Paul Farmer, the world-renowned physician and professor of public health who has spent much of life combatting widespread disease in the poorest places on earth shared a profound idea in a column a few weeks back. He said that in order to confront the pandemic we will need something which he called “expert mercy!” “Expert mercy.” I loved that phrase the moment I read it. He writes, “Expert mercy stems from an alchemy that mixes compassionate fellow feeling with interventions that save the sick and slow down spread.” He went on to lay out a high level but ultimately quite practical strategy. He spoke of the medical response required to care of the sick, but he also addressed our social responses. He said we need to be taking expert care to resist the blame game and to confront overt discrimination. And he said we need to be planning for and showing expert care of front-line doctors, nurses. Amen!

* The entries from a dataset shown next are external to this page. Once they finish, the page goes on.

PR #3472, opened 2024-07-22
Add `Bundle` struct and request bundles in transaction task

### LINKED ISSUE #3375: [CX-Marketplace] - Obtain Solver Results and Construct Block with Fees

TODO

_No response_

_No response_

TODO

_No response_

### LINKED ISSUE #3381: [CX-Marketplace] - Add Support for Multiple Version Paths From `AuctionResults`

HotShot needs to be able to accept multiple fees for a block to allow for multiple builders to submit bundles with requisite fees as a result of the Solver’s allocation result. Because of this, we’ll need to extend the flow of the Transactions task to support in-loop web requests depending on which version of the code we’re running. 

The existing flow in the Transactions task is as follows:

```rust
HotShotEvent::ViewChange() => {
...
	let block = {
	    if self
	        .decided_upgrade_certificate
	        .as_ref()
	        .is_some_and(|cert| cert.upgrading_in(block_view))
	    {
	        None
	    } else {
	        self.wait_for_block().await
	    }
	};
	
	if let Some(BuilderResponses {
	    block_data,
	    blocks_initial_info,
	    block_header,
	}) = block
	{
		// Broadcast the block
		...
	} else {
	    // If we couldn't get a block, send an empty block
	    warn!(
	        "Failed to get a block for view {:?}, proposing empty block",
	        view
	    );
			// Construct a null block
			...
	};
...
}
```

This will be one of the first blocks of versioned code that we interact with. In this, we’ll adjust the wait logic to instead query the solver service via the Sequencer by leveraging the versioning check (defined below) to execute the proper code path depending on what version of hotshot we’re interacting with.

```rust
HotShotEvent::ViewChange() => {
...
	let blocks = if self.version >= Marketplace {
			let results = self.auction_results_client.fetch_auction_result(
				block_view
			).await?;
			let bundles = self.query_all_builders(urls).await?;
			
			// Build the block
			Some(bundles.map(|b|b.url()))
	} else {
	    Some(vec1![self.wait_for_block().await])
	};
...
}
```
An easy way to construct blocks is to take the bundles from the Builders as a list of transactions instead of a list of bytes and hotshot could compress this down into bytes and construct the `Arc<[u8]>` type from there.

VID Precompute won’t be already present, we’ll be calculating this ourselves right before we submit the BlockRecv event.
- Need to do that async spawn operation that we do in other spots to ensure that we don’t block out when doing this.
- A HotShot function function exists for this already.

For the remaining fields, we can construct the `BlockRecv` field from the new proposed payload type. So all of the requisite information should be present.

_No response_

_No response_

The block event is completely implemented with all version support and testing.

_No response_

ss-es:
Closes #3381 
Closes #3375 

### This PR: 
- Adds the `Bundle` struct
- Adds a `fetch_bundles` method to the `AuctionResultsProvider` trait that retrieves a `Bundle` from all builders that win a given auction.
- Adds logic in the transactions task to call `fetch_bundles` and construct a `PackedBundle` from multiple builders depending on the version of HotShot in effect.
- Removes the `bid_fees` field from `PackedBundle`.

### Key places to review: 
- `task-impls/src/transactions.rs`
- `types/src/traits/auction_results_provider.rs`

### DIFF
--- a/crates/task-impls/src/transactions.rs
+++ b/crates/task-impls/src/transactions.rs
@@ -233,6 +233,7 @@ impl<TYPES: NodeType, I: NodeImplementation<TYPES>> TransactionTaskState<TYPES, 
         return None;
     }
 
+    #[allow(clippy::too_many_lines)]
     /// marketplace view change handler
     pub async fn handle_view_change_marketplace(
         &mut self,
@@ -295,7 +296,7 @@ impl<TYPES: NodeType, I: NodeImplementation<TYPES>> TransactionTaskState<TYPES, 
                     TYPES::BlockPayload::from_transactions(
                         transactions,
                         &validated_state,
-                        &self.instance_state.clone(),
+                        &Arc::clone(&self.instance_state),
                     )
                     .await,
                 ) {
@@ -356,7 +357,7 @@ impl<TYPES: NodeType, I: NodeImplementation<TYPES>> TransactionTaskState<TYPES, 
         )
         .await;
 
-        return None;
+        None
     }
 
     /// main task event handler
--- a/crates/task-impls/src/transactions.rs
+++ b/crates/task-impls/src/transactions.rs
@@ -77,9 +77,6 @@ pub struct Bundle<TYPES: NodeType> {
     /// The signature over the bundle.
     pub signature: TYPES::SignatureKey,
 
-    /// The fee for submitting a bid.
-    pub bid_fee: BuilderFee<TYPES>,
-
     /// The fee for sequencing
     pub sequencing_fee: BuilderFee<TYPES>,
 }
@@ -170,18 +167,11 @@ impl<TYPES: NodeType, I: NodeImplementation<TYPES>> TransactionTaskState<TYPES, 
             precompute_data,
         }) = block
         {
-            let Some(bid_fee) = null_block::builder_fee(self.membership.total_nodes(), version)
-            else {
-                error!("Failed to get bid fee");
-                return None;
-            };
-
             broadcast_event(
                 Arc::new(HotShotEvent::BlockRecv(PackedBundle::new(
                     block_payload.encode(),
                     metadata,
                     block_view,
-                    vec1::vec1![bid_fee],
                     vec1::vec1![fee],
                     precompute_data,
                 ))),
@@ -221,7 +211,6 @@ impl<TYPES: NodeType, I: NodeImplementation<TYPES>> TransactionTaskState<TYPES, 
                     vec![].into(),
                     metadata,
                     block_view,
-                    vec1::vec1![null_fee.clone()],
                     vec1::vec1![null_fee],
                     Some(precompute_data),
                 ))),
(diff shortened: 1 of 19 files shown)


crates/task-impls/src/transactions.rs
```diff
@@ -120,9 +120,245 @@ pub struct TransactionTaskState<TYPES: NodeType, I: NodeImplementation<TYPES>> {
...
+            {
+                let Some(null_fee) =
+                    null_block::builder_fee(self.membership.total_nodes(), version)
+                else {
+                    error!("Failed to get null fee");
+                    return None;
+                };
+
+                let mut sequencing_fees = Vec::new();
+                let mut bid_fees: Vec<BuilderFee<TYPES>> = Vec::new();
```
elliedavidson, line 279: We'll want to remove the `bid_fee` variable eventually.

crates/task-impls/src/transactions.rs
```diff
@@ -120,9 +120,245 @@ pub struct TransactionTaskState<TYPES: NodeType, I: NodeImplementation<TYPES>> {
...
+                    )
+                    .await;
+
+                    return None;
+                }
+            }
+        }
+
+        // If we couldn't get any bundles, send an empty block
+        warn!(
```
elliedavidson, line 321: Another failure case is when the solver never returns any results.  That should also cause an empty block to be proposed.

crates/types/src/bundle.rs
```diff
@@ -0,0 +1,21 @@
...
+pub struct Bundle<TYPES: NodeType> {
+    /// The bundle transactions sent by the builder.
+    pub transactions: Vec<<TYPES::BlockPayload as BlockPayload<TYPES>>::Transaction>,
+
+    /// The signature over the bundle.
+    pub signature: TYPES::SignatureKey,
+
+    /// The fee for sequencing
+    pub sequencing_fee: BuilderFee<TYPES>,
+}
```
elliedavidson, line 21: This struct looks good!

crates/types/src/traits/auction_results_provider.rs
```diff
@@ -23,9 +24,31 @@ pub trait HasUrls {
 pub trait AuctionResultsProvider<TYPES: NodeType>: Send + Sync + Clone {
     /// The AuctionSolverResult is a type that holds the data associated with a particular solver
     /// run, for a particular view.
-    type AuctionResult: HasUrls;
+    type AuctionResult: HasUrls + Send;
 
     /// Fetches the auction result for a view. Does not cache the result,
     /// subsequent calls will invoke additional wasted calls.
     async fn fetch_auction_result(&self, view_number: TYPES::Time) -> Result<Self::AuctionResult>;
```
elliedavidson, line 31: In both `fetch_auction_result` and `fetch_bundles` we'll want a timeout.  If we get the results we are looking for, we return immediately.  Otherwise, we return whatever results we get by the timeout (for both the auction results and bundles) .  I think that timeout logic still needs to be implemented here.

ss-es: Added timeouts! Added constants for the durations, and the `fetch_bundles` method now has timeouts on both `fetch_auction_result` and the GET request to each builder!

crates/task-impls/src/transactions.rs
ss-es: Clarified the comment -- this was already the case in the logic!

crates/task-impls/src/transactions.rs
ss-es: Removed!

elliedavidson (approved):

Farmer of course was talking about what can save us from the pandemic. Expert mercy is a powerful thing and its surely working to save lives wherever Farmer’s protocols are being followed. But let’s consider today the power and assurance of not merely expert mercy that can see us through a crisis, until things get back to “normal.” Imagine not expert mercy, but perfect mercy! Imagine the perfect mercy of the Risen Christ that ushers us into a new and yet unknown story for lives and our world. How strange and unfamiliar indeed! How glorious and amazing! To meet Christ’s perfect mercy, walking beside us, a mercy that sees our every sin and loves us still. A perfect mercy that tells us that ‘it’s ok not to be ok’ right now because the story isn’t over, that God’s love is so much bigger than all of this! What an opportunity we are living through, to be made new, to ask ourselves anew, who am I and who am I becoming now, or for that matter, what can we become together? What new and different church and community and economy and ecology at this dawn of a new creation!
When we send up our flags from wherever we are, when we signal our need for help, we can look across whatever distance and see the divine response, coming to us in tender and perfect mercy, love and light! And today, God sends out someone, from the tombs of our isolation, sadness, grief and sends in someone, right into our hearts, right into our world, to encounter us again, and again, to walk by our side, as a stranger and a friend. In moments of absence or presence, let that perfect mercy be your constant companion! Let it enfold the dead and dying. Let it enfold you. Allow it to be your hope and joy! Let this mercy rise up in you that you may share it, fearlessly, in loving kindness with yourself and the world. Amen.